Analogous to this we can come up with the concept of a meta-image. This will be data — in the form of an image — that tells us something about an image. An image is an image is an image? No, not in my world. At least not in this tutorial.

Since I'm on a Mac, neither Neat Image nor Noise Ninja were (yet) available, so I thought, why not try myself? I did, and ... uh ... may safely say that at the time of writing there is still some work remaining... :-) (Or as we say in my profession: It’s 90% completed, translated: No end in sight.)

A very good solution can be found here . Highly recommended.

However, along the road I have come to befriend the Difference and Exclude (fascinating!) Blend modes and the Image>Calculations Add and Subtract options. The former work on entire layers, the latter on single channels, and there are also some other significant differences.

In my Quest For Noise Reduction I have used this image as a test case. (I wish I could take photos as beautiful as this, sigh)

Fig 1. Test photo from official Minolta web site, resized

It is taken from Minolta's official page with sample photos from the (deep breath...) Konica Minolta Dimage A2. I guess the image will disappear from the web sooner or later (at the introduction of the Minolta A3?), but at the time of writing (March 2004) it is still there.

http://konicaminolta.jp/english/products/consumer/digital_camera/dimage/dimage-a2/sampleimage.html

For noise reduction development this image is very suitable, having a very difficult mix of noise reduction challenges. Again, at the time of writing, the 8 Mpix prosumer cameras, using the 2/3" Sony CCD, are just entering the market. One of their main and common characteristics is ... noise (we will all have a good laugh at this in 2010). For testing I have used a small sample from the centre area, so let us present our friendly sample image for the evening. We will see more of it.

Fig 2. Our sample image

Above is our sample image, or "real" image, and below is a meta-image of the same image. As you can see, it resembles the original image a lot, and you might be tempted to think it is just a case of blur, curves and levels. It is not.

Fig 3. A mysterious meta-image

How did I do this? The fine details are unfortunately lost in JPEG compression with the 100kB limitation, so I have enclosed an enlarged crop. All of the meta-image looks like this.

Fig 4. Detail

Getting curious about meta-images? ;-) I hope so!
(As a digression, I couldn't find any official Nikon 8700 or Olympus 8080 sample images, the Sony F828 images were downsized and the Canon Pro1 images were cheating – heavy noise reduction artefacts were only too visible! :-) So kudos to Minolta for honest pictures).
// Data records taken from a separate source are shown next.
PR #7553, opened 2024-04-18
[GEOS-11306] Chace GetFeature total using AtomicLong for thread safety

jodygarnett:
[GEOS-11306](https://osgeo-org.atlassian.net/browse/GEOS-11306) [Powered by Pull Request Badge](https://pullrequestbadge.com/?utm_medium=github&utm_source=geoserver&utm_campaign=badge_info)

This addresses a regression that was introduded with API change to avoid calculating total for formats that do not require such a value.

# Checklist

### DIFF
--- a/src/wfs/src/main/java/org/geoserver/wfs/GetFeature.java
+++ b/src/wfs/src/main/java/org/geoserver/wfs/GetFeature.java
@@ -17,6 +17,7 @@ import java.util.Iterator;
 import java.util.List;
 import java.util.Map;
 import java.util.Set;
+import java.util.concurrent.atomic.AtomicLong;
 import java.util.function.Supplier;
 import java.util.logging.Level;
 import java.util.logging.Logger;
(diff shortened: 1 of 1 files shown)


jodygarnett:
Since this is release blocker I am submitting as-is trusting to test coverage by existing tests.

I am trying to figure out if I can write a specific test to ensure value is not being called twice.

src/wfs/src/main/java/org/geoserver/wfs/GetFeature.java
```diff
@@ -711,10 +712,14 @@ private Supplier<BigInteger> updateTotalCount(
...
             return () -> BigInteger.valueOf(total);
         } else {
+            AtomicLong cache = new AtomicLong(Long.MIN_VALUE);
             return () -> {
                 try {
-                    long totalCount1 = getTotalCount(totalCountExecutors);
-                    return BigInteger.valueOf(totalCount1);
+                    if (cache.get() == Long.MIN_VALUE) {
+                        long totalCount1 = getTotalCount(totalCountExecutors);
+                        return BigInteger.valueOf(totalCount1);
```
aaime, line 720: The cache should be updated here, no?

aaime, line 720: The cache should be updated here no?

Something  like this (untested):

```suggestion
                        long totalCount1 = getTotalCount(totalCountExecutors);
                        cache.set(totalCount1);
                        return BigInteger.valueOf(totalCount1);
```

jodygarnett: Yep, updated.

PR #7560, opened 2024-04-19
[GEOS-11371] Refactor inline JavaScript in the GetMap OpenLayers format

sikeoka:
[GEOS-11371](https://osgeo-org.atlassian.net/browse/GEOS-11371) [Powered by Pull Request Badge](https://pullrequestbadge.com/?utm_medium=github&utm_source=geoserver&utm_campaign=badge_info)

This PR moves the inline JavaScript in the WMS GetMap Openlayers output format into an external file. This PR is related to Content-Security-Policy work for GeoServer 2.26.0 and should **NOT** be backported.

All Java inputs that were previously written directly into the script tag are now written to hidden input fields that the external JavaScript file will read. The previous code had to mix HTML and JavaScript escaping depending on where inputs were being written to but the new code only needs to use HTML escaping.

The GetFeatureInfo output of the OpenLayers2 format was previously handled with an OpenLayers AJAX call and writing the response into the DOM but is now handled by an iframe like the OpenLayers3 output format. The reason for this is that the iframe uses its own CSP which allows the GetFeatureInfo HTML to use a more lenient CSP than the OpenLayers page. For example, the GetFeatureInfo CSP can enable inline scripts even if the OpenLayers page CSP disables inline scripts.

This PR is split into two commits for easier reviewing. The first commit is a straight cut and paste of the script tag into a separate file and the second commit has the actual refactoring. Viewing the details of the second commit with the "Hide whitespace" diff option enabled will make it easier to see what was changed in the JavaScript code.

This PR uses the new webresources path added to gs-main by https://github.com/geoserver/geoserver/pull/7554 which does not affect unit tests but is required if attempting to manually run GeoServer with these changes.
  

# Checklist


mprins (approved):
lgtm

petersmythe:
@sikeoka Steve, can we merge this into main (I see not to backport this to 2.25.x, 2.24.x), or does it need to remain open?

Ditto for #7587 and #7554

aaime:
@petersmythe PRs need a review before getting merged, unless they are trivial ones. For a change like this one, whose behavior is not covered by any test, I'd expect a bit of manual testing.
This one has been checked by @mprins already, the other two aren't.

aaime:
@petersmythe when a PR gets a positive review with no comments left out to process, you can merge it.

One caveat, sorry. Due to the 100kB limitation, the JPEG compression has caused a considerable pixel death toll. The originals that I have worked on have much more detail.

This is the place where it all started for my part. Now there are two traditional ways of attacking noise in Photoshop. Grossly exaggerated, it goes like this

either

• Filter>Stylize>Find Edges
• Create a mask from the edges
• Blur the rest

or

• Blur everything
• Create a Difference layer by comparing the blurred image to the original
• Create a Mask from the differences
• Use the blurred rest

There is really vastly more to noise reduction than this; how else can there be a market for dedicated noise reduction software? The second approach gives us a golden opportunity to examine meta-images though!

I make two copies of the original, do a Gaussian Blur with radius 3.0 on the topmost, set its Blend mode to Difference, Opacity=100%.

Fig 5. Creating the difference	Fig 6. Visual comparison blurred version and original

The figure above is just an illustration where I have created a mask to hide parts of the blurred image. We see that parts of the original will be lighter, parts will be darker, and first and foremost, the colour will be slightly different.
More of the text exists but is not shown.